Su hermana, Lydia Saiz-Maza, ha explicado en 'El Correo de Burgos' que su médico de cabecera en Espinosa de los Monteros, Burgos, no le dio una cita presencial durante tres meses, y que cuando conoció su diagnóstico ya era tarde. "Hemos perdido nuestros derechos sanitarios", asegura la hermana, que relata como Sonia no fue explorada en todos los meses en los que contactó continuamente con su médico de cabecera refiriendo graves dolores y pérdida de peso.

Todo empezó el 17 de abril, con una primera llamada en la que alertaba de que había empezado a tener dolores en una pierna y a perder peso en pocos días (llegó a perder siete kilos).

La medicación que le recetaron en todo ese tiempo tampoco le sentó bien, y ya le comenzaba a costar realizar ciertos ejercicios físicos, incluso andar. "Su médico nunca consideró verla en consulta ni explorarla. No le mandó una analítica en semanas", señala la hermana.

Ya en junio consiguió una cita en Traumatología del Hospital Universitario de Burgos, derivada por lo que su médico de cabecera consideró una lumbcitalgia. A su vez, este le derivó con un rehabilitador con el que le dieron cita para marzo del año que viene.

Los dolores no cesaban, por lo que acudió en varias ocasiones a varios hospitales de urgencia. En uno le diagnosticaron "tendiditis músculo isquiotibial" y en otro, de nuevo, "lumbalgia". Sonia insistió entonces con su médico de cabecera y en julio consigue una analítica.

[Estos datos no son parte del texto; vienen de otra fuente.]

PR #288, opened 2025-02-15
MNT: Replace ubuntu-20.04 with ubuntu-22.04 (try 2)

pllim:
I just want to see if plainly upgrading ubuntu without touching python would work. If it does, then you have a bit more time to deal with your hardware woes.

Also the workflow_dispatch syntax was wrong, so I fixed it too.

Another try of #286

[👻](https://github.com/pllim/playpen/issues/63)

### DIFF
--- a/.github/workflows/docs.yml
+++ b/.github/workflows/docs.yml
@@ -60,7 +60,7 @@ jobs:
       name: github-pages
       url: ${{ steps.deployment.outputs.page_url }}
 
-    runs-on: ubuntu-20.04
+    runs-on: ubuntu-22.04
     needs: build_docs
     steps:
       - name: Deploy to GitHub Pages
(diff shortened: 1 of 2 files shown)


pllim:
Hmm `ready_for_review` flag to rerun CI is unnecessary but okay.

ivalaginja:
@ehpor do you remember whether the FLIR can take py3.7.16? I feel like you were the one down the rabbit hole identifying compatible minor versions.

ehpor:
I see no reason why it couldn't. The bugfix version pin was something leftover from the catkit1 days. I feel we can be more free than that.

pllim:
The new minor version was copied from your other jobs that do pass, so I don't see why it would be a problem. 🤷‍♀️

ehpor (approved):
LGTM. These are docs and linting, so they'll work just fine with any Python version. Not critical.

ivalaginja:
Thanks for figuring this out for us @pllim!

PR #289, opened 2025-02-21
Add shareable base class

ehpor:
This PR adds a base class for all objects that are shared between processes. A shareable object has a shared state and a local state. The shared state is assumed to be in shared memory and is accessed by the shareable object using a pointer. The local state is internal to the shareable object. Shareable objects have `Create()` and `Open()` methods that take a pointer to that shared state to initialize or open. Note: this base class provides no methods for actually sharing this information between processes. That's the job of a `SharedMemory` or other similar classes. It just formalizes the size and open methods, and provides an enum for all shareable types.

This PR also adds an `Event` class that combines all other Event implementations into one single class. An Event allows you to wait using multiple methods, choosable at runtime. This will be useful for testing comparing synchronization methods in practice rather than only during tests (like I've been doing so far).

The data stream is also changed to use _two_ shared memory blocks per stream. The first one is for header information, communicating where each data frame is in the buffer. The second is the buffer where the actual data is stored. This allows us to support GPU shared memory in the future (since the header information should not be stored in GPU shared memory but rather on CPU shared memory. Therefore, two separate shared memory buffers is required.

**Risk to existing testbeds:** no risk. Everything should be refactor only, all modifications are C++ only with no side-effects leaking into Python code.


ehpor:
@raphaelpclt @ivalaginja This is ready for your review now. I'll do some more testing of edge cases, but I do not see this changing anything significantly other than 1-2 lines here and there, if any.

ivalaginja:
Hey @ehpor happy to look at this, but since it's all in the C++ part of the package, do you have any pointers what I should be paying particular attention to?

@raphaelpclt is on vacation for the next two weeks.

ehpor:
@ivalaginja The main class to start with is the `Shareable` class, and the simplest implementation is the `SharedMemory` class, even though it's a little of an odd duck in the pack. Another good one is the `Event` class, which is also simple.

We can also schedule a call tomorrow morning sometime after 6pm Paris time to go over some of the details together, but here is a short description to make the changes easier to understand.

The main goal for this PR is to have a single mechanism to share objects between processes. In the current code base, there are getting to be more and more objects that need to be shared in shared memory, which created multiple ways to construct them and how to hold shared state, including multiple nomenclatures. In this new system, all objects that are supposed to be shared between processes, all derive from `Shareable` and have a single mechanism for creation and shared state. In short, the new mechanism uses:

* A `Create()` function that creates a new object from scratch, with some of the information contained in a memory block outside of that object's memory. 
* An `Open()` function takes in a pointer to that external piece of memory and reconstructs its own view of that object. 

Since memory can be shared between processes, this allows us to do:

1. Process A creates a piece of shared memory under a specific name.
2. Process A creates object X using a portion of that shared memory for its shared state.
3. Process B opens the piece of shared memory created by process A.
4. Process B opens object X using the shared state in the shared memory.

After this, both process A & B have access to the same object. That means that the processes can communicate with each other via object X and its shared state.

Currently, I converted over:
1. The `DataStream`.
2. The `Event`.
3. The `FreeListAllocator`.
4. The `PoolAllocator`.
5. The `SharedMemory` itself.
6. The `HashMap`.

In the future, there will also be a `MessageBroker` and maybe other helper classes.

raphaelpclt (approved):
Tested on HiCAT with @alexisyslau, and went through the code with @ehpor

PR #54, opened 2022-01-25
Assignment2

czamora7:


Ashrom0 (commented):
There is an existing BaseLogger class. It needs an auto property to hold the class name. This property should be set in the LogFactory using an object initializer. ✔
The current date/time ✔
The log level ✔
The message ✔
If the file logger has not be configured in the LogFactory, its CreateLogger method should return null. ✔
Error, ✔
Warning, ✔
Information, and ✔
Use the nameof() operator when identifying the class name to the logger ✔
Set LangVersion to 10.0 ✔

Overall seems pretty good

PR #61, opened 2022-01-27
Assignment2 @Hieu Tran

DakotaCondos:
Dakota Condos
Hieu Tran
Attempted extra credit using a ConsoleLogger


Logger/FileLogger.cs
```diff
@@ -0,0 +1,24 @@
...
+    public string? LogText => _LogText;
+    public FileLogger(string className, string path)
+    {
+        ClassName = className;
+        filePath = path;
+    }
+    public override void Log(LogLevel logLevel, string message)
+    {
+        StreamWriter sw = File.AppendText(filePath);
+        _LogText = $"{DateTime.Now} {nameof(FileLogger)} {logLevel} {message}";
```
mmwoodfo, line 18:
```suggestion
        _LogText = $"{DateTime.Now} {ClassName} {logLevel} {message}";
```
`nameof` should be used when setting the classname.

Logger/FileLogger.cs
```diff
@@ -0,0 +1,24 @@
...
+    private string? _LogText;
+    public string? LogText => _LogText;
+    public FileLogger(string className, string path)
+    {
+        ClassName = className;
+        filePath = path;
+    }
+    public override void Log(LogLevel logLevel, string message)
+    {
+        StreamWriter sw = File.AppendText(filePath);
```
mmwoodfo, line 17: Consider using [`using`](https://docs.microsoft.com/en-us/dotnet/csharp/language-reference/keywords/using-statement) here.

Logger/LogFactory.cs
```diff
@@ -1,11 +1,33 @@
...
+            }
+
+
+            return className == "FileLogger" ? new FileLogger(className, FilePath) : new ConsoleLogger();
+        }
+
+        public void ConfigureFileLogger(string filePath)
+        {
+            _FilePath = filePath;
+            IsLogConfigured = true;
```
mmwoodfo, line 30: This boolean isn't needed here, simply make `_FilePath` nullable and check if it's null or not to determine if it has been configured.

PR #64, opened 2022-01-28
Assignment2

schuywalker:
Partnered with @whitneybolar


Logger/BaseLogger.cs
```diff
@@ -1,7 +1,20 @@
...
     }
+
 }
+
+
+
+
+
+
+
```
mmwoodfo, line 20: Logs of whitespace

Logger/BaseLogger.cs
```diff
@@ -1,7 +1,20 @@
...
+﻿using System.Diagnostics.CodeAnalysis;
+
+namespace Logger { 
+
     public abstract class BaseLogger
     {
-        public abstract void Log(LogLevel logLevel, string message);
+        public abstract void Log(LogLevel? logLevel, string message);
+
+        public string? ClassName { get; set; } = string.Empty;
```
mmwoodfo, line 9:
```suggestion
        public string? ClassName { get; set; }
```
No need to set this to an empty string. It can be left as null.

Logger/FileLogger.cs
```diff
@@ -0,0 +1,46 @@
...
+{ 
+    //References for research
+    //https://stackoverflow.com/questions/20185015/how-to-write-log-file-in-c
+    //https://docs.microsoft.com/en-us/dotnet/standard/io/how-to-open-and-append-to-a-log-file
+
+    public class FileLogger : BaseLogger
+    {
+
+        public string FilePath 
+        { get; }
```
mmwoodfo, line 18: Keep this one one line.

Logger/FileLogger.cs
```diff
@@ -0,0 +1,46 @@
...
+            //https://www.c-sharpcorner.com/UploadFile/mahesh/create-a-text-file-in-C-Sharp/
+            
+
+            // * Code Reference: https://docs.microsoft.com/en-us/dotnet/standard/io/how-to-open-and-append-to-a-log-file
+            using (StreamWriter w = File.AppendText("file.txt"))
+            {
+                w.Write(dateTime + "\n");
+                w.Write(this.ClassName + "\n");
+                w.Write(logLevel + "\n");
+                w.Write(message);
```
mmwoodfo, line 40: This log should be logged on a single line.

Logger/LogFactory.cs
```diff
@@ -1,11 +1,42 @@
...
+                };  
+                return logger;
+            }
+               
+        }
+
+        public void ConfigureFileLogger(string FilePath)
+        {
+                Path = FilePath;
+                Configured = true;
```
mmwoodfo, line 38: No need to use a boolean here. Just check if `Path` is null or not to determine if it's been configured.

Logger/LogFactory.cs
```diff
@@ -1,11 +1,42 @@
...
+                    ClassName = className,
+                };  
+                return logger;
+            }
+               
+        }
+
+        public void ConfigureFileLogger(string FilePath)
+        {
+                Path = FilePath;
```
mmwoodfo, line 37:
```suggestion
        public void ConfigureFileLogger(string filePath)
        {
                Path = flePath;
```

Logger/LogFactory.cs
```diff
@@ -1,11 +1,42 @@
...
+        public BaseLogger? CreateLogger(string className) //BaseLogger
+        {
+            if (!Configured)
+            {
+                return null!;//intending to return null in this case   
+            }
+
+            else
+            {
+                BaseLogger logger = new FileLogger(Path!) //using bang because if condition will execute above if Path is Null
```
mmwoodfo, line 26: This is why you should check if the file is null or not, rather than checking a condition. Then you won't have to use the `!` operator.

Logger/BaseLoggerMixins.cs
```diff
@@ -1,7 +1,92 @@
...
+
+        // * Code Reference
+        // https://docs.microsoft.com/en-us/dotnet/api/microsoft.extensions.logging.ilogger?view=dotnet-plat-ext-3.1#extension-methods
+        public static void LogError(this BaseLogger? baseLogger, string message, params object[] args)
+        {
+            if (baseLogger is null)
+            {
+                throw new ArgumentNullException(nameof(baseLogger));
+            }
+            if (message is null)
```
mmwoodfo, line 19: Shouldn't need to check if the message is null here.

mmwoodfo (commented):
Good job

PR #70, opened 2022-02-01
Assignment3

Ashrom0:


czamora7 (commented):

Unit test the Jester class. Code coverage should be above 90% for this class. Moq will make this significantly easier. ❌

Fundamentals
Ensure you enable:
net6 targetted ✔
C# 10.0 ✔
All of the above should be unit tested ❌

CanHazFunny/CanHazFunny.Tests/JesterTests.cs
```diff
@@ -1,10 +1,68 @@
...
+        [TestMethod]
+        public void TellJoke_ChuckNorrisTest_FindNewJoke()
+        {
+
+            Mock<JokeService> mock = new Mock<JokeService>();
+
+            mock.SetupSequence(jokeService => jokeService.GetJoke())
+                .Returns("Chuck Norris does not sleep. He waits.")
+                .Returns("Chuck Norris can divide by zero, and counted to infinity 3 times.")
+                .Returns("When Chuck Norris falls in water, Chuck Norris doesn't get wet. Water gets Chuck Norris.")
```
mmwoodfo, line 56:
```suggestion
            mock.SetupSequence(jokeService => jokeService.GetJoke())
                .Returns("Chuck Norris does not sleep. He waits.")
                .Returns("Chuck Norris can divide by zero, and counted to infinity 3 times.")
                .Returns("When Chuck Norris falls in water, Chuck Norris doesn't get wet. Water gets Chuck Norris.");
```

mmwoodfo: This is causing your code not to compile.

CanHazFunny/CanHazFunny.Tests/JesterTests.cs
```diff
@@ -1,10 +1,68 @@
...
+
+        [TestMethod]
+        public void Jester_WorkingJokeOutput()
+        {
+            JokeService jokeService = new JokeService();
+            JokeOutput jokeOutput = new JokeOutput();
+
+            Jester jester = new Jester(jokeService, jokeOutput);
+
+            Assert.AreEqual(jokeService, jokeOutput);
```
mmwoodfo, line 32: Why check if these are equal? Shouldn't you check that this doesn't throw an exception if a null input is introduced?

CanHazFunny/CanHazFunny/Jester.cs
```diff
@@ -0,0 +1,26 @@
+﻿using System;
+
+namespace CanHazFunny
+{
+    public class Jester
+    {
+        private JokeService jokeService;
+        private JokeOutput jokeOutput;
```
mmwoodfo, line 8:
```suggestion
        private JokeService JokeService {get;}
        private JokeOutput JokeOutput {get;}
```

PR #71, opened 2022-02-01
Assignment3

sammyboy2000:


Ashrom0:
I will review this.

Ashrom0 (commented):
The JokeService will need to have the interface applied to it. ❌
The Jester class TellJoke() method should retrieve a joke from the JokeService. If the joke contains "Chuck Norris", skip it and get another. The joke should be written to the output dependency. ❌
Ensure you enable:
net6 targetted ✔
C# 10.0 ✔

Ashrom0:
Although the program seems to run good. I see that the JokeService was taken out and replaced for another method and since its missing, I dont see the telljoke method that retrieves from jokeservices, but you still were able to run the program just fine.

CanHazFunny/CanHazFunny/Jester.cs
```diff
@@ -0,0 +1,40 @@
+﻿using System;
+using System.Net.Http;
+
+namespace CanHazFunny
+{
+    public class Jester : IOutput
+    {
+        public HttpClient HttpClient { get; }
```
mmwoodfo, line 8: This should be the IOutput class.

CanHazFunny/CanHazFunny/Jester.cs
```diff
@@ -0,0 +1,40 @@
...
+        public JokeService JokeService { get; }
+        public Jester()
+        {
+            HttpClient = new HttpClient();
+            JokeService = new JokeService();
+        }
```
mmwoodfo, line 14:
```suggestion
        public Jester(IJokeService jokeService, IOutputService outputService)
        {
            OutputService = outputService ?? null check here;
            JokeService = jokeService ?? null check here;
        }
```

CanHazFunny/CanHazFunny/Jester.cs
```diff
@@ -0,0 +1,40 @@
...
+            string joke;
+            do
+            {
+                joke = JokeService.GetJoke(HttpClient);
+            } while (!ScreenJoke(joke, filters));
+
+            IOutput.PresentJoke(joke);
+        }
+
+        public static bool ScreenJoke(string joke, string[] filters)
```
mmwoodfo, line 27: Maybe make this private?

CanHazFunny/CanHazFunny/Jester.cs
```diff
@@ -0,0 +1,40 @@
...
+        {
+            if (joke == null || filters == null || filters.Length == 0)
```
mmwoodfo, line 29: Good idea making the filters a passed-in a variable. It makes your method a lot more flexible and easy to change/refactor in the future.

CanHazFunny/CanHazFunny.Tests/JesterTests.cs
```diff
@@ -1,10 +1,60 @@
...
+using System;
+using System.IO;
 
 namespace CanHazFunny.Tests
 {
     [TestClass]
     public class JesterTests
     {
-        
+        [TestMethod]
```
mmwoodfo, line 10: You could benefit from more tests here, including tests for the JokeService class.

PR #73, opened 2022-02-01
Assignment3

tomclark-mtcsw:


schuywalker:
**Beautiful code! I don't fully understand the Unicode Converter but it looks like it's working. I can't come up with any suggestions.**

Fundamentals
Ensure you enable:
net6 targetted ✔
C# 10.0 ✔
Extra Credit
Unit test your implementation that writes the joke out to the screen. How hard could it be to unit test a single line method ;)?
The Geek jokes API that is being used can also return jokes in a JSON format. Update the JokeService to retrieve jokes using JSON. GetJoke should still return a string.
Additional links
Moq for test doubles
coverlet code coverage tool
Geek jokes API

CanHazFunny/CanHazFunny/Jester.cs
```diff
@@ -0,0 +1,78 @@
...
+        }
+        else
+        {
+            OutputText(theJoke);
+            success = true;
+        }
+        return success;
+    }
+
+    public static bool IsChuckNorrisJoke(string joke)
```
mmwoodfo, line 46: Maybe make this private? But it doesn't matter that much.

CanHazFunny/CanHazFunny/Jester.cs
```diff
@@ -0,0 +1,78 @@
+﻿using System;
+using System.Text;
+using System.Text.RegularExpressions;
+
+namespace CanHazFunny;
+
+public class Jester : IJokeService, IJokeOutput
```
mmwoodfo, line 7: I believe instead of inheriting, the assignment wanted you to implement these two interfaces in seperate classes and take those classes as dependencies in the `Jester` constructor.

CanHazFunny/CanHazFunny/JokeModel.cs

Al no recibir los resultados, fue ella la que tuvo que llamar a su médico para conocerlos, y este le dijo que debía acudir al hospital porque precisaba de una transfusión de sangre al presentar una anemia grave.

Allí se quedó ingresada y conoció el diagnóstico definitivo y más certero: cáncer de colon con metástasis. Sonia no volvió a salir del hospital y falleció allí el pasado 13 de agosto.

El mensaje de su hermana es tan duro como realista: "Hay otras enfermedades (aparte del coronavirus) y nos vamos a morir de ellas si no nos atienden".

Desafortunadamente, la historia de Sonia es la de muchos otros pacientes también víctimas del coronavirus, sin haber pasado por la enfermedad en cuestión. laSexta tuvo la ocasión de charlar con Olatz Vázquez, una joven que estuvo año y medio con dolores hasta saber que tenía un cáncer gástrico, y a la que el coronavirus hizo que su diagnóstico se demorase aún más.

"Yo confiaba en los médicos y si me dicen durante un año y medio que no tengo nada grave, me lo creo", llegó a reconocer Olatz.